Data for this task: Begin

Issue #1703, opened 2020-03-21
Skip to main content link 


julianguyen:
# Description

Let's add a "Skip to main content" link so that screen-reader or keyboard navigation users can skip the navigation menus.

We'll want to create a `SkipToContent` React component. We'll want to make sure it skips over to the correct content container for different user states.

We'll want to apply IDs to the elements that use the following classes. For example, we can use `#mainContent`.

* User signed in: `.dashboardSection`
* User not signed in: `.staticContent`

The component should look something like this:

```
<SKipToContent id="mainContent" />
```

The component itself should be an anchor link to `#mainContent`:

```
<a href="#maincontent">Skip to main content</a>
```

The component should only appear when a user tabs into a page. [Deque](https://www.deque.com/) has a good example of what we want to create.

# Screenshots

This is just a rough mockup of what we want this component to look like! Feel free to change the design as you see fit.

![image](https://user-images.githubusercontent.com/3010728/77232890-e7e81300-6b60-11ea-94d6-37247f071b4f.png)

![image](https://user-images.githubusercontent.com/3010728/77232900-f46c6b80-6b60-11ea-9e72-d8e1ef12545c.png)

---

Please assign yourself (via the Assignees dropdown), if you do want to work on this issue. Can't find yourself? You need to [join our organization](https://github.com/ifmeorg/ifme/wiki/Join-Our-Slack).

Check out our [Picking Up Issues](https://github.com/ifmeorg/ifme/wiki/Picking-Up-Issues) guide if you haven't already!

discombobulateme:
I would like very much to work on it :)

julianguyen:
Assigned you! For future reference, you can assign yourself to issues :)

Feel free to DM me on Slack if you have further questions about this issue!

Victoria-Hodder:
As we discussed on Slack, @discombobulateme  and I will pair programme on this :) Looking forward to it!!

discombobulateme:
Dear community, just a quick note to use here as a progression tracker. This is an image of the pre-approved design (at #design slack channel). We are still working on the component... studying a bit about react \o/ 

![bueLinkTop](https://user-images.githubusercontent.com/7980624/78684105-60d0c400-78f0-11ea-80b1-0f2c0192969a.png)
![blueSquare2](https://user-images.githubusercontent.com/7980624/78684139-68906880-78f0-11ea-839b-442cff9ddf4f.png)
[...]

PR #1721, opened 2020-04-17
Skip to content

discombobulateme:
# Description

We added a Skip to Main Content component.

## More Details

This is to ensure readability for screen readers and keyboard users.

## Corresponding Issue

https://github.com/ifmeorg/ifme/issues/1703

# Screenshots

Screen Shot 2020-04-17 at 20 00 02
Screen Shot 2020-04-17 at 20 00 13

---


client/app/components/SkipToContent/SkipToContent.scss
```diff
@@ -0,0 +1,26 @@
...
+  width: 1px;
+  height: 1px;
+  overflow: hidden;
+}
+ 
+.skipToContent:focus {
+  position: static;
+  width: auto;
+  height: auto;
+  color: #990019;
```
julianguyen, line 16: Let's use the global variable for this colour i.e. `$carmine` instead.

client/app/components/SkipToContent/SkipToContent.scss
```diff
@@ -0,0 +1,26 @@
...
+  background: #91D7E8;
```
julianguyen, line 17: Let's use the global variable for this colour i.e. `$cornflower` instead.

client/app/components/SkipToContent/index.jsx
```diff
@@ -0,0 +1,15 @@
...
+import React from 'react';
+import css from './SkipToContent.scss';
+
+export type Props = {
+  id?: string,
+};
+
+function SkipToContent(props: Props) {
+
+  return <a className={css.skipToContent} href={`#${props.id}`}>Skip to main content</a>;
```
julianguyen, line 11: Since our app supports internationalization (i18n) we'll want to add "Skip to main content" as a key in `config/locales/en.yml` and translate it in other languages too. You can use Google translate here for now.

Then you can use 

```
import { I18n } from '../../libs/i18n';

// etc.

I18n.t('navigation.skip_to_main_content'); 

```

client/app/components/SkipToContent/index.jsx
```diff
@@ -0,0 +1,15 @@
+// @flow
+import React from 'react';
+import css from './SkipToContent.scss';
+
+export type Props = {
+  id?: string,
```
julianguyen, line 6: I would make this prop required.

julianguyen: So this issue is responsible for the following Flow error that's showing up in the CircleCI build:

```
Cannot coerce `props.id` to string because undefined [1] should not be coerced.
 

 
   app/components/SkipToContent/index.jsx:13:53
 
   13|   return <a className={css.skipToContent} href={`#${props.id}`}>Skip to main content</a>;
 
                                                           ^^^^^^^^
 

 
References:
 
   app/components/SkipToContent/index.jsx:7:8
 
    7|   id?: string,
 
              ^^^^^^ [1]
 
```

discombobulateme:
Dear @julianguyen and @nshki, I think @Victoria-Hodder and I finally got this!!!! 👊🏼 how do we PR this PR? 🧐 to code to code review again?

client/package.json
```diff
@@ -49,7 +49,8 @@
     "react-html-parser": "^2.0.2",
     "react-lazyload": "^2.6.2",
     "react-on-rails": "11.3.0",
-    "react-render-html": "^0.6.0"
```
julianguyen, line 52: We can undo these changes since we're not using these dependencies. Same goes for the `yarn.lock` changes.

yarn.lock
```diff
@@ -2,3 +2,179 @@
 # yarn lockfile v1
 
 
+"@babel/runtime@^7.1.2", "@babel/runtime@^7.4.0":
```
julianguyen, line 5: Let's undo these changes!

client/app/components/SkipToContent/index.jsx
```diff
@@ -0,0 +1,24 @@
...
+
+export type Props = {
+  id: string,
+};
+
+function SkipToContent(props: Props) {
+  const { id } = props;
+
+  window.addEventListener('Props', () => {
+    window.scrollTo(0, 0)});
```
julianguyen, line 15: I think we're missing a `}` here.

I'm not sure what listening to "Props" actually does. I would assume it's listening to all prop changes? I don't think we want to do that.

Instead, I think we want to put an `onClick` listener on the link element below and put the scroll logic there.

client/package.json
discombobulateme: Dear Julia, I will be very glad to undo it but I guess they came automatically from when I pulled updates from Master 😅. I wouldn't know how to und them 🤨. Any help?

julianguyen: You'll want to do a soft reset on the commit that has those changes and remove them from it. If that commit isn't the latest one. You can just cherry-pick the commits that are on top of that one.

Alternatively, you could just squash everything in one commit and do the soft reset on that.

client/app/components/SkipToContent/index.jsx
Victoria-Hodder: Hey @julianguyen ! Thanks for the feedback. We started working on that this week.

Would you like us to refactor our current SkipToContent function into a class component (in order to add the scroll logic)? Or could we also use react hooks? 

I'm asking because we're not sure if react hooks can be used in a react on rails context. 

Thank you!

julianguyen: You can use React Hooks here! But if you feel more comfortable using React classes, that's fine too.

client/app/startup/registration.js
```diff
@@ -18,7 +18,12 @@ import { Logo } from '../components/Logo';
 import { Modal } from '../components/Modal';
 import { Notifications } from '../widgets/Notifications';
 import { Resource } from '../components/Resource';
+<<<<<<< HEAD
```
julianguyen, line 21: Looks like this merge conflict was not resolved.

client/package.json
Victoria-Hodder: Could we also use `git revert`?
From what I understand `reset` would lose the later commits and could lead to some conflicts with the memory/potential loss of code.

Data for this task: End
Data for this task: Begin

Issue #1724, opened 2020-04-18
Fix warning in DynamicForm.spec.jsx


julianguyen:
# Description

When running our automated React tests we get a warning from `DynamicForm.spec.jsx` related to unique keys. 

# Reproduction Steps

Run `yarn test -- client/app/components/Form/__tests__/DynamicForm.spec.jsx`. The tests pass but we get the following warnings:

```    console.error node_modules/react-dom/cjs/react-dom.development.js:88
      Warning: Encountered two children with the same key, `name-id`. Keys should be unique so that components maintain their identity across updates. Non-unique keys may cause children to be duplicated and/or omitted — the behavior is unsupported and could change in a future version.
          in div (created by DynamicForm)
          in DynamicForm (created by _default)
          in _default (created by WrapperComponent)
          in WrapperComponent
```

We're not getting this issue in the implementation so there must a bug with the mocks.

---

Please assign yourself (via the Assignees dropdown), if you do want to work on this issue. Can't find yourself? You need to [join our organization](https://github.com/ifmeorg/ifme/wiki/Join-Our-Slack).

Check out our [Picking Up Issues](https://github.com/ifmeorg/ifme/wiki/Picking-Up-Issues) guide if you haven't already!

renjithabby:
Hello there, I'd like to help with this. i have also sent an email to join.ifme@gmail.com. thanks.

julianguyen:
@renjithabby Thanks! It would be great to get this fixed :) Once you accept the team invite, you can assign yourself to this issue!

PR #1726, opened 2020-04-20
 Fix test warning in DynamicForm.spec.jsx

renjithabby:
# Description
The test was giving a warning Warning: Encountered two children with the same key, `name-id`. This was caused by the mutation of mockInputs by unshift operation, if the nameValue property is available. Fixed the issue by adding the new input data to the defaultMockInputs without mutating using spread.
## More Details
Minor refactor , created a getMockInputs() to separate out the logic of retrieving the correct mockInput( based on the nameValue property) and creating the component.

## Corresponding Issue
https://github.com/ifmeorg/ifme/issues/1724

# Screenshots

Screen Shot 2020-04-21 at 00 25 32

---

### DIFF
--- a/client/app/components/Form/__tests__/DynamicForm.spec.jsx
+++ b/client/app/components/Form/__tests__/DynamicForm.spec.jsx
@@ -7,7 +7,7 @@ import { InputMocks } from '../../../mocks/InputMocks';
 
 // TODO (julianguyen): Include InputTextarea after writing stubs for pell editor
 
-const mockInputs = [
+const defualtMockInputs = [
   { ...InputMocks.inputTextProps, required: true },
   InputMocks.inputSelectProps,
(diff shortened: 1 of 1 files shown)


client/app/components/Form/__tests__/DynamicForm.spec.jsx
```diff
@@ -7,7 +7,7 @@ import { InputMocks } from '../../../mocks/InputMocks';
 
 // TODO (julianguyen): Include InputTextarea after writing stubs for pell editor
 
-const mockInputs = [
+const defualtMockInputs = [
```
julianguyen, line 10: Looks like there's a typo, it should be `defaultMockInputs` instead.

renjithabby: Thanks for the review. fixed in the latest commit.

Data for this task: End

Instructions to follow. Copy out each line of the records where the string "href" appears.

Problem solution.
<a href="#maincontent">Skip to main content</a>
+  return <a className={css.skipToContent} href={`#${props.id}`}>Skip to main content</a>;
   13|   return <a className={css.skipToContent} href={`#${props.id}`}>Skip to main content</a>;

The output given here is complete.